À Talus 2, à Koungou (Mayotte)
Dans le quartier de Talus 2 qui fait face à la mosquée et grimpe vers les hauteurs, le bruit des pioches contre la tôle rythme le travail de nombreux habitants qui descendent une à une les marches du grand escalier. Dans leurs bras, des ballots remplis d’effets personnels. Ce dimanche 21 mai à Majicavo Koropa, un quartier de la commune de Koungou, dans le nord de Mayotte, l’ambiance est plus agitée que d’ordinaire. Derrière une porte bancale qui tient miraculeusement encore debout, des cris se font entendre.
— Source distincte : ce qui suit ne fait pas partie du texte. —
PR #1761, opened 2026-08-09
Treat React Native as a peer dependency

ChiragAgg5k:
## What changed

- Moved `react-native` from `dependencies` to `peerDependencies`, preserving the supported `>=0.76.7 <1.0.0` range.
- Externalized peer dependencies from the generated Rollup bundles.
- Added a minimal compile-time declaration for the two `Platform` imports so the SDK can build without installing peer packages. The shim is not emitted or included in the published package.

Face au téléphone brandi par un ami qui le filme, Abdourroihmane, la soixantaine, hurle son désarroi : « Ça, c’est ma maison. J’ai cassé moi-même ma maison car le préfet a complètement cassé ma vie ! » Barre à mine à la main au côté de ses neveux, ce Français fait sauter les clous, les planches, les ficelles et les vis qui faisaient tenir debout sa maison de six pièces pour récupérer les matériaux que les tractopelles auraient détruits (lire l’épisode 1, « Mayotte redoute le cyclone Wuambushu »). Figure du quartier, le vieil homme monte pas à pas vers le logis que la préfecture lui a proposé pour quelques mois. Une petite maison d’un étage aux murs de parpaings nus, où l’eau ne fonctionne toujours pas. « Ce n’est pas vraiment un logement… Plutôt un endroit où je stocke mes meubles. Mais c’est là que je vais dormir », dit Abdourroihmane. Au pied du lavabo, il a posé à la hâte quelques affaires, dont le métier à tisser de sa femme, celui avec lequel elle confectionnait il y a quelque semaines encore de jolis salouvas, la tenue traditionnelle des femmes mahoraises
Les deux jours qui ont précédé, des gendarmes et des employés de la préfecture, de la permanence sociale et de la Sécurité civile ont fait du porte-à-porte dans chaque foyer. Avec la difficile tâche de tenter une dernière fois de convaincre les familles qui habitent le quartier de signer les propositions de relogement formulées par la préfecture et de faire leurs bagages avant l’arrivée des bulldozers. Ce dimanche, à travers les allées, c’est la résignation et la colère qui prévalent ; ce lundi, l’opération Wuambushu a officiellement démarré, avec un premier « décasage », ici, à Talus 2. Une victoire pour la préfecture et pour le ministère de l’Intérieur, vécue comme une défaite par les avocats des irréductibles habitants qui réclamaient des relogements adaptés et des garanties de scolarisation pour leurs enfants (lire l’épisode 2, « À Mayotte, Wuambushu farcie d’embûches »).